【市況】新興市場見通し:ミクシィなど主力銘柄の決算相次ぐ、11月IPOはBB期間に
日経平均 <日足> 「株探」多機能チャートより
先週の新興市場では、日経平均が引き続き強い動きを見せるなか、マザーズ指数や日経ジャスダック平均も上昇した。中小型株への本格的な資金シフトはなお見られないが、良好な市場環境が追い風となった。日経ジャスダック平均は連日で年初来高値を更新し、マザーズ指数も取引時間中としては8月初め以来となる1150pt回復を窺う場面があった。ただ、週後半には3連休を控え利益確定売りが広がった。なお、週間の騰落率は、日経平均が+2.4%であったのに対して、マザーズ指数は+1.6%、日経ジャスダック平均は+0.5%だった。
個別では、マザーズ時価総額上位のそーせいグループ<4565>が週間で8.4%高となり、指数をけん引した。マザーズではバイオ株の上昇が比較的目立った。ただ、ミクシィ<2121>は同0.9%高と引き続き上値が重い。PKSHA Technology<3993>は目先調整で4.0%安となった。売買代金上位では串カツ田中<3547>などが大きく買われ、塩野義製薬<4507>との資本業務提携を発表したUMNファーマ<4585>が週間のマザーズ上昇率トップだった。反面、直近IPO銘柄のSKIYAKI<3995>などは利益確定売りがかさみ、業績予想を下方修正したベガコーポレーション<3542>が下落率トップとなった。ジャスダック主力はハーモニック・ドライブ・システムズ<6324>が同7.7%高となるなど全般堅調だったが、上期決算を発表したセリア<2782>は材料出尽くし感から同3.1%安となった。売買代金上位では、業績予想を上方修正したシライ電子工業<6658>やテクノホライゾン・HD<6629>が活況を見せ、SAMURAI&J PARTNERS<4764>が週間のジャスダック上昇率トップだった。一方、Nuts<7612>やYKT<2693>などが利益確定売りに押され、ヒーハイスト精工<6433>が下落率トップとなった。IPOでは、10月31日に東証2部へ上場したCasa<7196>が公開価格をやや上回る初値形成となった。
今週の新興市場は、短期的な調整を挟みつつもしっかりした展開が続きそうだ。急ピッチの上昇が続く日経平均には過熱感もあるが、先高感の根強さから底堅く推移するとみられる。決算発表シーズンが続き市場の関心が大型株に向かいやすいものの、相場全体の良好な地合いが中小型株の買い安心感にもつながるだろう。
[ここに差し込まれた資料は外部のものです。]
PR #253, opened 2024-01-11
Tidy up Camera-related tests and add a name property

mwcraig:
My original intent here was to just a dd a name property; that allows storing at least a little information that is human-readable to identify the camera if looking at the settings much later.

Since that would have meant many, many changes to the tests I first rewrote the tests a bit so that `Camera` only needed to be changed for the new property in one or two places.

I think that ended up making the tests a little bit clearer because it is now more explicit what property of the camera is being changed/modified in a particular ttest.

### DIFF
--- a/stellarphot/photometry/tests/test_photometry.py
+++ b/stellarphot/photometry/tests/test_photometry.py
@@ -29,9 +29,12 @@ SEED = 5432985
 
 SHIFT_TOLERANCE = 6
 FWHM_ESTIMATE = 5
+
+# A camera with not unreasonable settings
 FAKE_CAMERA = Camera(
     data_unit=u.adu,
     gain=1.0 * u.electron / u.adu,
+    name="test camera",
     read_noise=0 * u.electron,
     dark_current=0.1 * u.electron / u.second,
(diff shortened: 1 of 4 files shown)


mwcraig:
@JuanCab -- it may be easier to look at the two commits separately. The first commit condenses the tests, the second commit add the name property.

stellarphot/photometry/tests/test_photometry.py
JuanCab, line 1: Rather like this approach of having a ZERO_CAMERA and then just copying it and changing the attributes.  Cleaner test code!

JuanCab (approved):
It looked good, in fact, I rather like the 'trimming' you have been doing tightening up this code (particularly the testing code).  I also like how the test for alt units being ok (`test_camera_altunitscheck`) is now just to assert the dictionary for the camera is still the same one you used to create it (I assume this is thanks to pydantic's checking).

stellarphot/photometry/tests/test_photometry.py
mwcraig: 😀 thanks!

今週は、11月6日に夢真HD<2362>、7日にグレイステクノロジー<6541>、8日にミクシィ、日本マクドナルドHD<2702>、エン・ジャパン<4849>、9日にUTグループ<2146>、PKSHA、そーせいグループ、日特エンジニアリング<6145>、ハーモニック、10日にテックファームHD<3625>、じげん<3679>、フリークアウト・HD<6094>、中村超硬<6166>などが決算発表を予定している。新興市場でも主力・準主力級銘柄の決算発表が相次ぎ、物色の手掛かり材料となるだろう。直近IPO銘柄のPKSHAは上場後初の決算発表となる。
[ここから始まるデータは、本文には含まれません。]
PR #256, opened 2024-01-12
Properly set title in FitsOpener

mwcraig:
Turns out #255 introduced a bug, because the ipyautoui FileChooser discards the title argument in its initializer.


mwcraig:
Test failures are all due to remote data, merging...

PR #258, opened 2024-01-14
Calculate an ID for APASS following IAU guidelines

### LINKED ISSUE #257: Vizier ID numbers for APASS really shouldn't be used as an ID because  they change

IPO関連では、11月上場案件が次々にブックビルディング(BB)期間に入る。11月9日までサインポスト<3996>のBB期間となっているほか、9日からポエック<9264>とトレードワークス<3997>、10日から幸和製作所<7807>とクックビズ<6558>が新たにBB期間となるため、需要動向を注視したい。なお、先週はアトリエはるか<6559>(12月7日、名証セントレックス)の新規上場が発表されている。